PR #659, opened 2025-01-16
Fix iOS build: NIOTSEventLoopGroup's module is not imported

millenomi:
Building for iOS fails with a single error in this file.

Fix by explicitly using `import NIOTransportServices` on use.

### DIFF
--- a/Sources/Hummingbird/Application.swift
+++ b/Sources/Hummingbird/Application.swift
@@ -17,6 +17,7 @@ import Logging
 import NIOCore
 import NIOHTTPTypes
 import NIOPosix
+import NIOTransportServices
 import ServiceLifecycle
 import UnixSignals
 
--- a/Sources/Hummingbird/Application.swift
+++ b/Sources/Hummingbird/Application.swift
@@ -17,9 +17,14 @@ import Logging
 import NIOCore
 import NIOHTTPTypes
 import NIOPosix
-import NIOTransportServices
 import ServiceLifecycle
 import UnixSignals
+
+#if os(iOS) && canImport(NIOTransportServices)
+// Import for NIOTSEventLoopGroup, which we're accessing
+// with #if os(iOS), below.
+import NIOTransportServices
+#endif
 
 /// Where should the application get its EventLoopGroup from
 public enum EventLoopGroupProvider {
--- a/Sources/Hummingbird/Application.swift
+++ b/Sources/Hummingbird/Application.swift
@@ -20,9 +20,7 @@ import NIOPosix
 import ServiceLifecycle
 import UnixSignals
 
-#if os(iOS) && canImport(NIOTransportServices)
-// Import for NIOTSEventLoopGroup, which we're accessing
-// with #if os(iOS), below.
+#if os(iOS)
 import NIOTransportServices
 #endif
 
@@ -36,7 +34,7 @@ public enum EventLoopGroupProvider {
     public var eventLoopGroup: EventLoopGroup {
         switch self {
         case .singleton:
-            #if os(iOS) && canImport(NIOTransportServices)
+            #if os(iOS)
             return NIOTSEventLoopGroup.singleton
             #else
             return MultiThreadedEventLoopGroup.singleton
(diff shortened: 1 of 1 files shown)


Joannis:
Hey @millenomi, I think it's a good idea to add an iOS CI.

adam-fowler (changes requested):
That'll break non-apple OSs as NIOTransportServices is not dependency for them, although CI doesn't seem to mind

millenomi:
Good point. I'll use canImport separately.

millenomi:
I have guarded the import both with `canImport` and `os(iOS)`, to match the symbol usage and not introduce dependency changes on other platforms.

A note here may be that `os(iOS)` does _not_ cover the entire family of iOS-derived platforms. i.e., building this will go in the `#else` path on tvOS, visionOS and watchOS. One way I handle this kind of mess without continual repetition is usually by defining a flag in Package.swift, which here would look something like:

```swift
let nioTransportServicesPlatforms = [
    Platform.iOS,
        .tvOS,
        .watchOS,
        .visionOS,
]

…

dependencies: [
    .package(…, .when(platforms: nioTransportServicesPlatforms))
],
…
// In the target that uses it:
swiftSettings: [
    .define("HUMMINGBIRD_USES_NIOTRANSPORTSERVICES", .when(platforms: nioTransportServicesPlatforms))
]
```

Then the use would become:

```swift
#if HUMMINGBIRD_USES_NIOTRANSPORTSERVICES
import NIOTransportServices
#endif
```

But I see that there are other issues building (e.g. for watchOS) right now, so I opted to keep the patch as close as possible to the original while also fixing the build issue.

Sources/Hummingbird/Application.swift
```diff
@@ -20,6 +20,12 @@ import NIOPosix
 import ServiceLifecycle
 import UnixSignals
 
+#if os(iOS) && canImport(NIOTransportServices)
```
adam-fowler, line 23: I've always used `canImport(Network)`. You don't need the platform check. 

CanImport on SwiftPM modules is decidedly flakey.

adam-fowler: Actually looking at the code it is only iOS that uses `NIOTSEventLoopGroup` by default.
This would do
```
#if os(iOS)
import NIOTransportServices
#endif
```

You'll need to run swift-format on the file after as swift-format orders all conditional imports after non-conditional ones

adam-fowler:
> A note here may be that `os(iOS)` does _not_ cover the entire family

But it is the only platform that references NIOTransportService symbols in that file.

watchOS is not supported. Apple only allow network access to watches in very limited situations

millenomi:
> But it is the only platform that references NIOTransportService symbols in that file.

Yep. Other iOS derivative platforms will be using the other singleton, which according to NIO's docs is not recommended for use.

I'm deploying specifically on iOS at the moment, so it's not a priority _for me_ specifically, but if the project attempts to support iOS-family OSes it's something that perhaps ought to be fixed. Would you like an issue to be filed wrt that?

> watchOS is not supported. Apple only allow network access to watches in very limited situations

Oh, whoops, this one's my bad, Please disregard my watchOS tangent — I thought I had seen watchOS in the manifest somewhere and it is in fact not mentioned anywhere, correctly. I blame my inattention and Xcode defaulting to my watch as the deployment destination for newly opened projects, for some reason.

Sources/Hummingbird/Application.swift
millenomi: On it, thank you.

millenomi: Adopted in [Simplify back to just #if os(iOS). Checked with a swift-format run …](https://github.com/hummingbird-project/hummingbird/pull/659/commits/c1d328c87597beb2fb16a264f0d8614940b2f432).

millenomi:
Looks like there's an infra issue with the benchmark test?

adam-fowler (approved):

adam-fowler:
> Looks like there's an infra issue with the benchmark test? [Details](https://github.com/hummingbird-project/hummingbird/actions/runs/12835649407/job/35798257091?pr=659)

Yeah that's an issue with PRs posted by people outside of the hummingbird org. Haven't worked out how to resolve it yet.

==

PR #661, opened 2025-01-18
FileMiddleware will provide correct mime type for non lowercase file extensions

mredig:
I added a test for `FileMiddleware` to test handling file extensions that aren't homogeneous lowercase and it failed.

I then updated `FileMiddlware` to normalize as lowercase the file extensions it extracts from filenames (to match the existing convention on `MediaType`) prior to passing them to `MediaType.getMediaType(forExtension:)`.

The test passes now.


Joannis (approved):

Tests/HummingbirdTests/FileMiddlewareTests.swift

- What you need to do:
Work out how many lines of the records contain the word "EventLoopGroupProvider", and give only that number.

- Result:
2